Sonar Workflow - Multisesson Tracking Loopback Latency
From Sonar
Sample Accurate Recording With Loop-back Latency
Introduction
Imagine you have a killer drummer playing along with a beat (an audio loop for example). You record their performance, and it sounds very tight while recording -- very tight timing. Now when we play both tracks back, it sounds OK, but there is this feeling that the groove is gone. It no longer sounds tight. I no longer feels "in the pocket" like it was when recording. This is a common problem with DAW hardware and software on computers, and is caused by incorrectly compensating for loop-back latency.

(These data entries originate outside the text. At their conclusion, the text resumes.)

PR #2029, opened 2024-05-12
RUM-3589: Update RUM View when attributes are modified - 1

jonathanmos:
### What does this PR do?
• Adds a new UpdateView event to update the view immediately with attribute changes when performing addAttribute/removeAttribute

### Motivation

### Additional Notes


0xnm (commented):
I have a concern regarding this change (sending view updates on the global attributes update).

PR says:

> Fixes an issue where performing addAttribute/removeAttribute is not reflected in the RUM dashboard until after the next event

Is it really an issue? Normally, when developing, it is not an issue to send next event. And when application is in production, people don't track individual sessions real-time.

I can think of about the crash, but even in case of the crash we send view update, so. changes to the global attributes should be reflected there.

Probably we are trying to solve the issue when global attribute is set **after view is started** and there are no subsequent events which would cause view update?

Also I have a concern about backpressure. The change we are making may add quite a lot of pressure to the RUM executor. Adding `addAttributes` is fine to have batching, but for the customers who already integrated our SDK it will be still `addAttribute` call, without any batching.

PR #2032, opened 2024-05-14
Create package name consistency rule

xgouchet:
### What does this PR do?

This PR include a new Detekt rule enforcing our package naming policy: 

- A top level named declaration (ie: `(enum|data|sealed)? class`, `object`, `interface`, `fun`, `val|var`) which is marked as `internal` must be in a package matching `/**.internal.**/` 
- A top level named declaration (ie: `(enum|data|sealed)? class`, `object`, `interface`, `fun`, `val|var`) which is not marked as `internal` must not be in a package matching `/**.internal.**/`
- this rule ignores issues on annotated declarations


integrations/dd-sdk-android-compose/src/test/kotlin/com/datadog/android/compose/ComposeNavigationObserverTest.kt
0xnm, line 1: this file should be moved to the `internal` package, to match class under the test

integrations/dd-sdk-android-okhttp/src/test/kotlin/com/datadog/android/okhttp/internal/utils/RequestUniqueIdentifierTest.kt
```diff
@@ -16,7 +16,7 @@ import okhttp3.Request
 import okhttp3.RequestBody
 import okhttp3.RequestBody.Companion.toRequestBody
 import okio.BufferedSink
-import org.assertj.core.api.Assertions.assertThat
+import org.assertj.core.api.Assertions
```
0xnm, line 19: to be reverted? doesn't seem to be related with the change

tools/detekt/src/main/kotlin/com/datadog/tools/detekt/rules/sdk/PackageNameVisibility.kt
```diff
@@ -0,0 +1,101 @@
...
+    ruleSetConfig: Config
+) : AbstractTypedRule(ruleSetConfig) {
+
+    private val withBreakingChanges: Boolean by config(defaultValue = true)
+    private val ignoredAnnotations: List<String> by config(defaultValue = emptyList())
+
+    override val issue: Issue = Issue(
+        javaClass.simpleName,
+        Severity.Warning,
+        "This rule reports when a top level declaration's visibility doesn't match the package naming policy.",
```
0xnm, line 43: semantically we then have a problem with classes generated from `@NoOpImplementation` declaration - they will be `internal` by default, but in the same package (which may be non-internal) as the original interface.

dd-sdk-android-core/src/main/kotlin/com/datadog/android/core/internal/utils/MapUtils.kt
```diff
@@ -12,7 +12,7 @@ package com.datadog.android.core.internal.utils
  * Special value for missing attribute.
  */
 @Suppress("PLATFORM_CLASS_MAPPED_TO_KOTLIN")
-val NULL_MAP_VALUE: Object = Object()
+internal val NULL_MAP_VALUE: Object = Object()
```
0xnm, line 15: I think it is a blocking change. This one should be unique, because usage site in the core is `when (item) NULL_MAP_VALUE -> ...`, which is translated to `Intrinsics.areEqual(item, MapUtilsKt.getNULL_MAP_VALUE())`, which under the hood is doing `first == null ? second == null : first.equals(second)`, so objects are compared by reference.

In this PR `NULL_MAP_VALUE` is redeclared in Logs and Traces, and while for Trace it is fine, since the usage there doesn't go to the core, in case of Logs supplying another object will break the flow.

0xnm (commented):
Thanks for the cleanup! I left some comments. My concern is about the usage of `@InternalApi` on the interfaces/non-final classes directly, because it is a limitation of the check, but if we are sure that implementation of the interface/class extension won't land in the legit public API, this is fine.

0xnm (approved):

PR #2034, opened 2024-05-15
Improve the TextViewMapper unit tests

xgouchet:
### What does this PR do?

Split the logic of the TextViewMapper in two classes: TextViewMapper and EditTextViewMapper, to simplify some of the logic and make testing easier.


features/dd-sdk-android-session-replay/src/main/kotlin/com/datadog/android/sessionreplay/internal/DefaultRecorderProvider.kt
```diff
@@ -98,7 +100,7 @@ internal class DefaultRecorderProvider(
             MapperTypeWrapper(
                 SwitchCompat::class.java,
                 SwitchCompatMapper(
-                    textViewMapper,
+                    textViewMapper as TextViewMapper<SwitchCompat>,
```
0xnm, line 103: this part with explicit casting looks dangerous and not very obvious (partially because it is not obvious that `SwitchCompat`, etc. are sub-classes of `TextView`). Is there a way to avoid explicit cast?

Loop-back latency is the time it takes for sound to play back out of a computer into the analog world and loop-back into the computer to be recorded again. This is a real and finite latency. If everything is perfect in the system, this loop-back latency is compensated for and the recorded track lines up perfectly with the playback track, giving us a sample accurate recording. That is to say that the loop-back latency still exists but the various tracks in the DAW software line up accurate to the sample. When the loop-back latency isn't perfectly compensated for we end up with a loop-back offset.
This problem is also often referred to as loop back delay, recording latency, recording offset, and recording timing delay.
List of Terms
- Multisession Tracking: recording a new instrument while playing along with a previously recorded instruments or sounds in a multitrack environment.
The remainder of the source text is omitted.